Article: On cardboard boxes and Andy Warhol
A new article entitled, “The implied rummager: reading intimate interiors in Andy Warhol’s Time Capsules” by Anna Poletti published in the journal Life Writing offers “a speculative reading of a selection of objects and cardboard boxes from Andy Warhol’s monumental artwork, Time Capsules (1974–1984)” located at The Andy Warhol Museum in Pittsburgh. Poletti explores questions of intimacy and materiality via what she refers to as “the mundane autobiographical technology of the cardboard box”. She poses the question: “What might this trip through six three-dimensional panels (six cardboard boxes) tell us about objects and intimacy and life writing?”
The Time Capsules comprise over 600 cardboard boxes created over thirty years and they contain random objects from the artist’s daily life. Warhol would mark the date and sometimes the contents on the outside of the boxes before sending them to storage rooms. The time capsules in their simple, uniform boxes have been referred to as a sort of “deconstructed scrapbook”.
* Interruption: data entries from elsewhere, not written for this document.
PR #211, opened 2019-03-29
Changed name of repository and publish to crate.io

datanel:


Cargo.toml
```diff
@@ -1,7 +1,7 @@
 [package]
 authors = ["Kisio Digital <guillaume.pinot@kisio.org>"]
```
antoine-de: I think you can add you names as the package owner :stuck_out_tongue_winking_eye:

“Time Capsules is, essentially, made up of hundreds of thousands of ephemeral objects with no real value beyond their tangential relationship to an iconic figure of the twentieth century. For these reasons, it is an artwork about which very little is written”, Poletti observes.3
Poletti explores the Time Capsules as part of her wider work on autobiography and storytelling across a wide variety of mediums, both digital and physical. She is particularly interested in autobiography beyond the book and the specific material practices that support documenting (and archiving) the self in contemporary culture. These ideas are developed in her new book Stories of the Self appearing soon from NYU Press.